Lisa Marie Dougherty

Metallurgy and Our Aging Infrastructure
 

Unlike many of the scientists at the laboratory, I didn't care much about science when I was a kid. I wanted to be a rock star. I did well in math and science, but I also did well in English, art, and music. And those subjects were a lot more fun, so I spent my free time writing poetry, drawing pictures, and playing my guitar. Science was the last thing on my mind.
 
In high school, I joined a few rock bands and told my parents I was going to play music for a living. Of course, they strongly urged me to pursue something with a more stable future. Mostly to make them happy, I worked hard in school to keep my grades up, but secretly yearned for the opportunity to leave academics behind and focus on my guitar. My frustration grew until, only two weeks before the end of my senior year, I left high school. However, a month after the rest of my class graduated, I took my final exams and quietly received my diploma.
 
Ball State University in Muncie, Indiana, offered me a full scholarship as well as a music performance award, so I decided to enroll in their music engineering technology (MET) program in 1989. The unusual major would allow me to pursue my performance ambitions while gaining practical skills to work as a music engineer at the same time. It included a minor in physics, which I unexpectedly enjoyed more than most of the music coursework. In fact, after two years, I changed my MET major into a classical guitar performance major and added a major in physics.
 
My new majors were in different colleges, so their coursework didn't overlap. This meant that, most semesters, I took over 20 hours, and I attended nearly every summer session. Complicating the situation, I also had to work to help with my room and board. It was an intense five years, but I managed to graduate summa cum laude with both a Bachelor of Science in physics and a Bachelor of Music in classical guitar performance. However, my dreams of becoming a professional guitarist were dashed when, during my senior year, I developed severe tendonitis in both wrists. It seemed my music career was over before it even began.
 
Fortunately, with my physics degree, I had other options. I decided to charge straight into graduate school in materials science at the University of Illinois in Urbana-Champaign since I enjoyed solid state physics. Unfortunately, I didn't account for my complete lack of an education in materials science. I enrolled in graduate level classes and found myself failing within the first month, and my advisor, an old ceramist nearing retirement, was no help. Wisely I changed advisors to Ian Robertson, a relatively young metallurgist and electron microscopist, but the change didn't help me with my classes. I was still flunking out.
 
Halfway through the semester, I withdrew from all of my classes and told my advisor I was going to drop out of the program. He offered to keep my position open for a year, but I told him I would not return. I moved back in with my parents and, until the next summer, worked a bunch of odd jobs. Flirting with depression, I decided to get into athletics and discovered bicycle racing, which offered both camaraderie and challenge. Quickly it became an obsession, and to this day, I don't feel like me unless I'm on my bicycle at least a few days a week.
 
Eventually I became tired of tedious nine-to-five jobs and began to wish for a better life. I called up my advisor and found that, as he had promised, my position was still open. He welcomed me back and let me start over again.

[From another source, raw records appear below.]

PR #721, opened 2021-05-07
Fixes to handling of JD to LST conversion

### LINKED ISSUE #720: Problems with LST-Binning metadata, especially LST2JD
I've noticed a few problems with the LST-binned files I created for H1C IDR3.2.

~1) This is trivial, but the `telescope_location` is not set. This issues a warning `telescope_location is not set. Using known values for HERA.` which is probably fine for now but should be fixed. Same problem for `antenna_positions`.~

EDIT: this turns out to be an issue with the calfits files created by reflection calibration. I'm making a new issue for this: #722

The next ones appear to be problems with LST2JD.

2) Every file I load with pyuvdata gives me a warning like `LST values stored in /lustre/aoc/projects/hera/H1C_IDR3/IDR3_2/LSTBIN/all_epochs/preprocess/zen.grp1.of1.LST.5.46255.sum.P.uvh5 are not self-consistent with time_array and telescope location. Consider recomputing with utils.get_lst_for_time.` Of course, I don't want to do this because the LST is right and the JD is wrong.

3) When a file straddles the 2 pi boundary in LST, there's a slight discontinuity in JD. This later breaks reflection calibration, since calfits objects with unevenly spaced.

image

4) When a start_jd is provided to LST2JD, but the file would straddle a JD boundary, it wraps rather than going to the next day. This creates discontinuities in time, which again UVCal doesn't like.

image

jsdillon:
This PR does a few things:

- Removes longitude independent of telescope_location in`write_vis`
- Replaces to the guts of JD2LST to wrap around pyuvdata's equivalent function
- Updates the algorithm for computing JDs from LSTs to increase accuracy by roughly 1 OOM with out an appreciable impact on speed. (This will hopefully fix some pyuvdata warnings about JDs and LSTs not matching.)
- Enables LST2JD to come up with LSTs that span multiple days to avoid discontinuities in LST-binned data
- Enables the user to specify the lst_branch_cut, which is essentially the starting LST of the data set. Values below the branch cut to map to later LSTs than values above the branch cut.
- Uses more precise locations for HERA as defaults
- Adds new tests for LST2JD

This PR resolves #720.

### DIFF
--- a/hera_cal/io.py
+++ b/hera_cal/io.py
@@ -1312,6 +1312,11 @@ def write_vis(fname, data, lst_array, freq_array, antpos, time_array=None, flags
     Npols = len(pols)
     polarization_array = np.array(list(map(lambda p: polstr2num(p, x_orientation=x_orientation), pols)))
 
+    # get telescope ants
+    antenna_numbers = np.unique(list(antpos.keys()))
+    Nants_telescope = len(antenna_numbers)
+    antenna_names = list(map(lambda a: "HH{}".format(a), antenna_numbers))
+
     # get antenna positions in ITRF frame
     tel_lat_lon_alt = uvutils.LatLonAlt_from_XYZ(telescope_location)
     antenna_positions = np.array(list(map(lambda k: antpos[k], antenna_numbers)))
@@ -1376,11 +1381,6 @@ def write_vis(fname, data, lst_array, freq_array, antpos, time_array=None, flags
     # get antennas in data
     data_ants = np.unique(np.concatenate([ant_1_array, ant_2_array]))
     Nants_data = len(data_ants)
-
-    # get telescope ants
-    antenna_numbers = np.unique(list(antpos.keys()))
-    Nants_telescope = len(antenna_numbers)
-    antenna_names = list(map(lambda a: "HH{}".format(a), antenna_numbers))
 
     # set uvw assuming drift phase i.e. phase center is zenith
     uvw_array = np.array([antpos[k[1]] - antpos[k[0]] for k in zip(ant_1_array, ant_2_array)])
--- a/hera_cal/io.py
+++ b/hera_cal/io.py
@@ -1321,7 +1321,7 @@ def write_vis(fname, data, lst_array, freq_array, antpos, time_array=None, flags
     if time_array is None:
         if start_jd is None:
             raise AttributeError("if time_array is not fed, start_jd must be fed")
-        time_array = LST2JD(lst_array, start_jd, longitude=(tel_lat_lon_alt[1] *180 / np.pi))
+        time_array = LST2JD(lst_array, start_jd, allow_other_jd=True, longitude=(tel_lat_lon_alt[1] *180 / np.pi))
     Ntimes = len(time_array)
 
     # get freqs
--- a/hera_cal/io.py
+++ b/hera_cal/io.py
@@ -1326,7 +1326,10 @@ def write_vis(fname, data, lst_array, freq_array, antpos, time_array=None, flags
     if time_array is None:
         if start_jd is None:
             raise AttributeError("if time_array is not fed, start_jd must be fed")
-        time_array = LST2JD(lst_array, start_jd, allow_other_jd=True, longitude=(tel_lat_lon_alt[1] * 180 / np.pi))
+        time_array = LST2JD(lst_array, start_jd, allow_other_jd=True, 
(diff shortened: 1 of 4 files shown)


hera_cal/utils.py
```diff
@@ -497,80 +502,78 @@ def JD2LST(JD, longitude=21.42830):
...
     at the 'start_JD' anchor point.
 
     Input:
     ------
-    LST : type=float, local apparent sidereal time [radians]
+    LST : type=float or array-like, local apparent sidereal time [radians]
 
     start_jd : type=int, integer julian day to use as starting point for LST2JD conversion
+    
+    allow_other_jd : treat the LST at the very beginning of the start_jd as the phase wrap
```
nkern, line 526: bool type

nkern: and I don't really understand what this is saying--is there a more straightforward way to explaining it? :)
what do you mean as 'phase wrap reference'. If LST is at the beginning, then it wouldn't wrap to previous JDs, only future JDs, no?

jsdillon: I think I've made this clearer now.

hera_cal/io.py
```diff
@@ -1278,10 +1278,11 @@ def write_vis(fname, data, lst_array, freq_array, antpos, time_array=None, flags
 
     return_uvd : type=boolean, if True return UVData instance.
 
-    longitude : type=float, longitude of observer in degrees East
-
     start_jd : type=float, starting integer Julian Date of time_array if time_array is None.
 
+    lst_branch_cut : type=float, LST of data start, ensures that LSTs lower than this are wrapped around
```
nkern, line 1283: can you specify radians

hera_cal/utils.py
```diff
@@ -497,80 +502,94 @@ def JD2LST(JD, longitude=21.42830):
...
     ------
-    LST : type=float, local apparent sidereal time [radians]
+    LST : type=float or array-like, local apparent sidereal time [radians]
 
     start_jd : type=int, integer julian day to use as starting point for LST2JD conversion
+    
+    allow_other_jd : type=bool, ensure that the lst_branch_cut falls on start_jd but allow 
+                     LSTs to correspond to previous or subsequent days if necessary
+        
+    lst_branch_cut : type=float, LST that must fall during start_jd even when allow_other_jd
```
nkern, line 529: specify radians

hera_cal/utils.py
```diff
@@ -497,80 +502,94 @@ def JD2LST(JD, longitude=21.42830):
...
 
-    # get start_JD
-    base_jd = float(start_jd)
-
-    # iterate over LST
-    jd_array = []
-    for lst in LST:
+    # increase LSTs so no values fall below the branch cut (avoiding wraps in interpolation)
+    while np.any(LST < lst_branch_cut):
+        LST[LST < lst_branch_cut] += 2 * np.pi
```
nkern, line 553: are you sure this doesn't affect the input LST array? Perhaps we should make a copy of it at the top just in case

nkern: also I don't think a while is needed

hera_cal/utils.py
```diff
@@ -497,80 +502,94 @@ def JD2LST(JD, longitude=21.42830):
...
-            JD = (lst - offset) / slope
-
-            # redo if JD isn't on starting JD
-            if JD - base_jd < 0:
-                start_jd += 1
-            elif JD - base_jd > 1:
-                start_jd -= 1
+            lt_indices = np.floor(jd_array) < np.floor(start_jd)
+            gt_indices = np.floor(jd_array) > np.floor(start_jd)
+            if np.any(lt_indices):
```
nkern, line 577: can you add a single comment before each conditional briefly explaining what its catching, thanks

hera_cal/utils.py
jsdillon: Yes, because of the line `LST = np.array(LST)` or `LST = np.array([LST])` which was `copy=True` by default.

hera_cal/utils.py
jsdillon: Done.

nkern (approved):
looks good-can you explain why codecov is failing?

jsdillon:
Yeah, there's a couple of uncovered lines that involve decrementing days / 2pi radians to make sure everything lines up. These are completely symmetric with lines that handle incrementing by a day / 2pi radians and are covered, so I didn't bother adding more tests.

PR #723, opened 2021-05-10
Script for selecting multiple spws

aewallwi:
support for selecting out multiple spw ranges in apply_cal. This will allow us to process multiple disjoint spw-ranges in postprocessing pipe and use a single toml.


setup.py
```diff
@@ -43,7 +43,7 @@ def package_files(package_dir, subdirectory):
                 'scripts/query_ex_ants.py', 'scripts/red_average.py',
                 'scripts/xtalk_filter_run.py', 'scripts/time_average.py',
                 'scripts/time_chunk_from_baseline_chunks_run.py', 'scripts/chunk_files.py',
-                'scripts/flag_all.py', 'scripts/throw_away_flagged_antennas.py'],
+                'scripts/flag_all.py', 'scripts/throw_away_flagged_antennas.py', 'scripts/select_spw_ranges_run.py'],
```
jsdillon, line 46: I'd probably remove the word `_run` since that's most there to distinguish this from a module filename and that's not a problem here.

hera_cal/tests/test_utils.py
```diff
@@ -765,3 +765,57 @@ def test_chunck_baselines_by_redundant_group():
...
+    args = ap.parse_args()
+    assert args.spw_ranges == [(0, 20), (30, 100), (120, 150)]
+    # test tilde formatting.
+    sys.argv = [sys.argv[0], 'a', 'b', '--clobber', '--spw_ranges', '0~20,30~100,120~150']
+    ap = utils.select_spw_ranges_argparser()
+    args = ap.parse_args()
+    assert args.spw_ranges == [(0, 20), (30, 100), (120, 150)]
+
+
+def test_select_spw_ranges_run_script_code(tmpdir):
```
jsdillon, line 800: This is a great idea. We should do more of this!

jsdillon (approved):
Looks great! One tiny suggestion which you can take or leave.

setup.py
aewallwi: I've removed `_run`.

hera_cal/tests/test_utils.py
aewallwi: Definitely!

The second time around, I supplemented my graduate work with undergraduate materials science courses to familiarize myself with the subject area. My research involved recrystallization in superplastic aluminum alloys and required me to travel to the Pacific Northwest National Laboratory for extended periods of time. The trips there familiarized me with government laboratories, one of the only environments left in our country where basic science is appreciated and encouraged.
 
Throughout my graduate studies, I raced for the university and a local bicycling team. Three years into my research, I became enamored with a cyclist, Gene Dougherty, visiting from the Chicago area during a team group ride. A year later, we married and, a year after that, started our family with a beautiful baby girl. Suddenly it became clear that we needed to get on with our lives, so I quickly wrapped up my doctoral work, receiving my Ph.D. in 2001. We moved to Los Alamos in 2002 for my husband to take a position in the High Performance Computing at Los Alamos National Laboratory. Half a year later, we expanded our family by one more and agreed that I would stay home with the kids until our youngest was three. Not long after that agreement, though, I needed a challenge, so I started a novel. It expanded into two books, both of which have been recently published.
 
In 2006, five years after receiving my Ph.D., I was hired by the MST-8 group at LANL as a postdoctoral associate. My work primarily concerned the effects of shock on the microstructure and mechanical behavior of steels, although I worked with a number of other metals and alloys as well. From 2006 to 2008, I attended a number of conferences around the country to present our work as well as several training programs to expand my educational background, including a workshop on transmission electron microscopy in Santiago, Chile. In December, my postdoctoral appointment was transferred to a new group at the laboratory in order to facilitate a conversion to full-time staff. Despite recent changes at the laboratory, I have enjoyed working at LANL and look forward to tackling the challenges of my new position.